Lebih lanjut dikatakannya berkaitan dengan pengembangan dan peningkatan kompetensi guru adalah keharusan yang mesti dipenuhi oleh negara, baik Kemendikbud/Kemenag maupun pemerintah daerah.

Satriwan melanjutkan P2G sangat kecewa melihat fakta, masih banyaknya daerah provinsi dan kota/kabupaten yang anggaran pendidikannya dalam APBD masih jauh di bawah 20 persen, padahal adalah menjadi kewajiban daerah (dan pusat) untuk mengalokasikan anggaran pendidikan minimal 20 persen dari APBN dan APBD.

Padahal salah satu pokok pangkal persoalan guru nasional hingga sekarang adalah rendahnya kompetensi (kualitas) guru.
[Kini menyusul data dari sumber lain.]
PR #656, opened 2018-07-12
Upgrade to most recent react-scripts

zhujinxuan:
1. Upgrade react-scripts and babel for compatibility of node 10 
2. Enable eslint in travis test
3. Enable prettier as linter for markdown.

PR #789, opened 2018-09-23
Update react-scripts, remove unnecessary babel packages, audit fix

ethanbb:
Part 1 of splitting up PR #656. Here I upgraded `react-scripts` and `gh-pages` and removed some `babel`-related dependencies and config files that were unnecessary (they don't show up in a brand-new CRA project and it seems to run fine without them). I'm going to check to make sure the build/preview still work and resolve any conflicts.


ethanbb:
Also added `ajv` version 6 since npm kept complaining about an unmet peer dependency.

ethanbb:
I forgot to mention, it also includes significant changes in `package-lock.json` from running `npm audit fix` (i.e. upgrading packages with security issues). I believe the upgrade to `gh-pages` was from that as well (it must've been the only one of our top-level dependencies that required an upgrade).

.travis.yml
```diff
@@ -1,6 +1,7 @@
 language: node_js
 node_js:
-  - 8
+  - lts/* # latest LTS version
+  - node  # latest stable version
```
knod: Do we want to automatically use the latest node version? Instead of keeping the version steady?

knod:
Other than that question, it looks good to me! Though I definitely have no idea what side effects could happen.

.travis.yml
ethanbb: That was what I was thinking. After all, people are probably going to update their Node gradually as new versions come out, and you can't control which version is used on the developer side, right?

The node version is mostly relevant for the person who runs `npm run deploy`, correct?

knod: Well, there are node version managers, as far as controlling what developers use. Can it work to just be more diligent about staying up to date with node versions so we can check the changelog for each version to make sure nothing's going to get broken?

I'm not sure what all the node version can affect. Seeing how this is for Travis, it looks like this will affect Travis tests, and if there's a problem with that, it may be a failure that's a bit tough to track down.

ethanbb: OK, I know I currently just update my Node whenever there's an update available. I think I'm on the LTS track currently.

Should we add an `.nvmrc` to the project and tell people to install Node using `nvm`? Looking at this: https://github.com/creationix/nvm

ethanbb: Hm, it doesn't look like n supports something like `.nvmrc` (or maybe I just missed it). Both these tools also don't support Windows, although I'm not sure how many people that's a problem for.

Maybe the better thing to do is to manually advance our "official" version number when a new major LTS version comes out, to make sure it doesn't break anything, but otherwise just tell people to use the version we're on (Node 8 currently). I don't think updates other than major version changes are anything to worry about. Do you think we should also test the latest version in Travis (maybe allow that one to fail), or is that a waste of time?

knod: If we do stay diligent about updating node, then it'd be almost the same, no?

ethanbb: The same as what?

knod: Did not see your latest comment before posting mine!

knod: That was partially because of that Node 10 version, true. I will defer to your judgement, but I'd prefer us to increment node versions by choice, though diligently, instead of doing it automatically.

ethanbb: OK. To be clear, I wasn't trying to say we increment versions too slowly and we should do so automatically, I was pretty much assuming people would update on their own, gradually, and just wanted to make sure Travis would keep up. But I'm hearing that we want to make it more of a thing to stay on a certain version until we decide it's safe to update, so I'll revert it back to how it was.

knod: Oh, ok. Sorry about that. Maybe I'm just terrible and incrementing my version of node.

PR #790, opened 2018-09-25
Replace split with regex when stripping version num from key

jlangevin:
Updated with the regex we discussed the other day.

### DIFF
--- a/src/utils/objectKeyPaths.js
+++ b/src/utils/objectKeyPaths.js
@@ -72,8 +72,9 @@
  */
 const getKeyPathsArray = (obj, stripVersions, base = []) => {
   // Array to contain our keys paths (if any)
-  let pathsArr = [];
-  
+  let pathsArr = [],
+      versionRegex = /_v\d+$/;
+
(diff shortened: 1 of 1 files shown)


knod:
@ethanbb : Hmm, does this need to account for that? Snippets aren't supposed to have minor versions now.

ethanbb:
@knod, yup, that's why I suggested changing the test. Changing the regex would only be if we think we might use minor versions again in the future, which I doubt. On the other hand it's probably harmless. But let's just change the test.

knod:
@ethanbb: Ohh, my bad - I forgot that this report isn't a series of tests anymore and that it has its own tests.

jlangevin:
Thanks, good catch!  I've split that set of tests into two.  One ensures that decimal versions do not get stripped anymore.  Now it's passing again locally.

jlangevin:
So we had a discussion about version numbers and key_v#.# is not considered a valid version.  Only key_v# is valid now, hence the simple regex in place now.

PR #796, opened 2018-09-26
Refactoring Inline Styles

dylanesque:
-Refactored inline styles out of VisitPage.js and Predictions.js

### DIFF
--- a/src/index.css
+++ b/src/index.css
@@ -48,6 +48,29 @@ body {
   padding: 8em 0em;
 }
 
+/* Predictions.js */
+.prediction-button {
+  display: block;
+  margin-left: auto;
+  margin-right: auto;
+  margin-top: 10px;
+  max-width: 400px;
+}
+
+.predictions-message {
+  text-align: center;
+}
+
+/* VisitPage.js styles */
+
+.visit-container {
+  padding: 42px 0;
+}
+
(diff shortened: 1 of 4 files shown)


src/index.css
```diff
@@ -48,6 +48,29 @@ body {
   padding: 8em 0em;
 }
 
+/* Predictions.js */
+.prediction-button {
```
ethanbb: Am I missing something or did `prediction-button` not get added as a class on the Button it's supposed to apply to?

dylanesque: Ok, snapshot has been updated this should hopefully be all good now?

knod:
As well as the button class, I think you'll also need to resolve the conflicts. Let us know if you need a hand. If you go it alone, remember to incorporate the changes dev made.

dylanesque:
I'll definitely need help untangling these, I wouldn't have touched predictions if I knew somebody else was currently making changes to it at the same time.

knod:
Considering the... interesting... code I've been producing lately, I'm a little reluctant to throw stuff around in this room. I'll take a look anyway, but if anyone else wants to take a stab at it, that would also be great.

knod:
Made a PR on your repo's branch. Do with it what you will!

PR #797, opened 2018-09-26
Removing deprecated code

jlangevin:


jlangevin:
This had already been merged before you told us about the other issue.  I was also told that removing that code and risking breaking other fields was okay since it would reveal other code that needed to be refactored.

knod:
Ok, got it. Yeah, if other folks were ok with it, that's fine. I will say that there isn't a need to merge just to reveal other code - the changes are in that branch and everyone call pull it and look for it there.

knod:
Which isn't your fault, I'm just talking to them _through_ you because that's the most effective way :P

wacii:
I did pull the changes and check manually. But without relevant tests or a central implementation to work on, bugs were bound to slip through.

knod:
Sorry for the snark, it wasn't your fault either, or the fault of anyone to do with this particular PR. When I wrote that I thought I was making a lighthearted joke, but it doesn't read back very well. The code needs some serious tests, and the architecture needs rethinking.

PR #799, opened 2018-09-26
Add/fix JSDoc comments for App.js

ethanbb:
Continuation of PR #736 - see there for previous discussion.


knod:
@ethanbb : Y'know, I don't remember anymore. If you want to remove it, or deprecate it or whatever, I'd be ok with that.

As for notation, I'm happy with whatever. If that's a convention we decide to adopt, though, we should put it in the wiki somewhere.

src/App.js
```diff
@@ -81,6 +125,14 @@ class App extends Component {
     });
   };  // End setDev()
 
+  /** Load an individual client's data.
+   * The client data to load comes from a text input field in the Dev HUD
```
knod: Maybe 'currently only comes from' or something.

src/App.js
```diff
@@ -102,6 +160,7 @@ class App extends Component {
     return classes;
   };  // End propsToClasses()
 
+  /** Render the App component. */
```
knod: It may be worth asking if this comment is needed. i.e. does it clarify anything that the name doesn't already tell us?

src/App.js
```diff
@@ -62,11 +92,25 @@ class App extends Component {
     };
   };  // End constructor()
 
+  /**
+   * Set the human language of the app (ie the language in which the UI will display text for users to read, NOT the coding language).
```
knod: This was a small typo from before - 'ie' should be 'i.e.'

src/App.js
ethanbb: Yeah, probably not. I'll get rid of it.

ethanbb:
OK, I got rid of `loadClient`, at least for now.

ethanbb:
Great! I'll merge then.

PR #802, opened 2018-09-26
Fixes all radio buttons - fixes #792

### LINKED ISSUE #792: "Current Benefits" step - can't change radios back to "No"
### Replicate:
1. From home page, click Get Started button
2. On Current Benefits step, change either radio (Do you have Section 8 Housing? or Do you have SNAP?") to "Yes". 
3. Now try to change radio back to "No".

### Result I'd Expect:
- Radio should change back to "No"

### Actual Result:
- Radio stays set to "Yes"

### Environment:
Operating system and version: OSX 10.13.6
Browser type and version: Tested in FF 62.0 and Chrome 69.0.3497.100

App version or commit id at the time: Latest commit  4e84bcb

knod:


src/forms/CurrentExpenses.js
```diff
@@ -109,43 +109,46 @@ const EarnedFrom = function ({ hasExpenses, CashFlowRow, label, propData }) {
...
-      electricity = current.nonHeatElectricity,
-      phone       = current.phone,
-      fuelAssist  = current.fuelAssistance;
+  let hasClimate     = current.climateControl,
+      hasElectricity = current.nonHeatElectricity,
+      hasPhone       = current.phone,
+      hasFuelAssist  = current.fuelAssistance;
 
   let setChecked = function (evnt, inputProps) {
+    // Why is `checked` not always true here? Not a radio?
```
ethanbb: Makes sense to me - you'd want to know if a checkbox got unchecked, right? But I guess a radio button only sends an event if it's the one that got selected (is this true?)

src/forms/ShowOnYes.js
```diff
@@ -27,7 +27,6 @@ class ShowOnYes extends React.Component {
   }
 
   handleChange = (evt, inputProps) => {
-
     if (inputProps.value === 'Yes') {
```
ethanbb: Instead of changing `value` in `ControlledRadioYesNo` to `checked`, could we keep the `handleChange` that you deleted (maybe changed to an arrow function) and change this line to check whether `inputProps.value` is true? Then I think we wouldn't need the special case in `convertForUpdate` to handle `checked`.

(I guess either way it's kind of a special case, but at least this way we'd only have to handle converting 'Yes' or 'No' to a boolean in one place.)

knod: I think what you're saying is to change `ControlledRadioYesNo` so that it converts the value of `value` instead of doing that in `ShowOnYes`. I thought I had tried that and run into a problem, but I'm having some trouble remembering the details right now.

Given that, I'll go ahead and try it and see what happens!

src/forms/CurrentExpenses.js
knod: I think it's true, but I think in semantic-ui-react `Radio` button are just a `Checkbox` under the hood. I understand how it's trying to mimic HTML, but I always found that annoying in HTML too...

src/forms/ShowOnYes.js
knod: Also, I may have thought that keeping `Radio`s behaving in the expected manner all the way through, even though I don't like it, was the way to go. Who can know what yesterday-knod was thinking!? No one, that's who.

knod:
Hmm, I'm open to suggestions and re-working of the code. My intention was to get rid of the checked as a value property and switch it over to always ending up as a boolean value of whether something is checked/selected or not. At the end, in `convertForUpdate()` I was using it to tell when a non-standard `value` was coming in and dealing with it there. I figured since everything was going to get funneled there, why not do it there instead of at the source of every radio button. Then something didn't get funneled through there and it became an issue. I'm not sure where along the line to attack the problem. Thoughts? If you want to re-work the code, I'm open to that.

ethanbb:
I guess the two best options I see are: either fix the `value` of radio buttons as soon as possible by putting back in that `handleChange` listener under `ControlledRadioYesNo` (and then using `value` everywhere else rather than `checked`), or remembering that radio buttons (and probably checkboxes, if we're going this route) are special and have to be handled differently from other inputs in things like `convertForUpdate`. Personally the first way seems a little easier and cleaner.

knod:
I've thought a bit and maybe part of the problem is that when `value` gets passed down and it's `true` or `false`, I've found it really confusing to remember what's going on when usually for radio buttons you'd be handing down the actual value - 'Yes' or 'No'. Because the client data doesn't find 'Yes' or 'No' useful, though, `true` and `false` is what we end up with. I can still switch to the old way, but does anyone have ideas for that? Do we change that value of `true`/`false` to 'Yes'/'No' as soon as possible (which would be similar to changing 'Y' and 'N' to `t` and `f` as soon as they come out of the gate) or do we let `t` and `f` funnel down all the way to the `Radio` itself and then change it (like letting everything filter to `convertForUpdate()`)?

knod:
The actual prop on `Radio` itself that decides whether it will be selected or not is called `checked`, btw.

knod:
So I switched it up so that `convertForUpdate()` is not handling the `value` change, the radio component is. I kept `checked` because the `<Radio>` itself uses the `checked` property and uses 'Yes' as the `value` value, so it seems more consistent to make that clear from the start, but I'd appreciate input on that if anyone has some.

I also changed the radio's `updateClientValue()` to `onChange` since it's not always updating a client value. Didn't spot that before, but I think it's worth doing, though I'd love input on that one too.

What other changes does this need?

Dia meminta Pemda tidak lepas tanggung jawab dalam.

“Politik anggaran pendidikan khususnya untuk peningkatan kompetensi guru adalah kebutuhan mendesak dilakukan, jika tidak guru-guru kita masih berkutat di urusan kompetensi yang menyedihkan. Kalau perlu jangan pilih calon kepala daerah yang tak berkomitmen menaikkan anggaran pendidikan daerah menjadi 20 persen,” terang dia,

P2G berharap guru harus dibekali dengan keterampilan digital. Bukan sekedar pengguna tapi mampu bereksperimen di dunia digital.

Satriwan kemudian mengingatkan, menghadapi Pilkada serentak Desember 2020 di beberapa daerah, P2G meminta para guru agar jangan mau terjebak dalam situasi politik praktis.

Terutama bagi guru berstatus ASN, yang terikat oleh Disiplin PNS dalam PP No. 53 Tahun 2010. Guru-guru hendaknya melakukan pendidikan politik dan pendidikan demokrasi yang tetap memegang teguh independensi.

Perlindungan guru khususnya di masa pandemi harus tetap menjadi prioritas pemerintah pusat dan daerah. Menunda sekolah tatap muka, merupakan langkah terbaik untuk melindungi kesehatan dan keselamatan guru dan siswa serta keluarga mereka, katanya.

Tidak kalah penting, ujarnya pendataan terkait guru honorer dan swasta penerima Bantuan Subsidi Upah (BSU) mesti dibenahi Kemendikbud. Sebab P2G mendapatkan laporan dari sejumlah daerah banyak guru honorer yang belum terdaftar berhak menerima BSU Kemendikbud.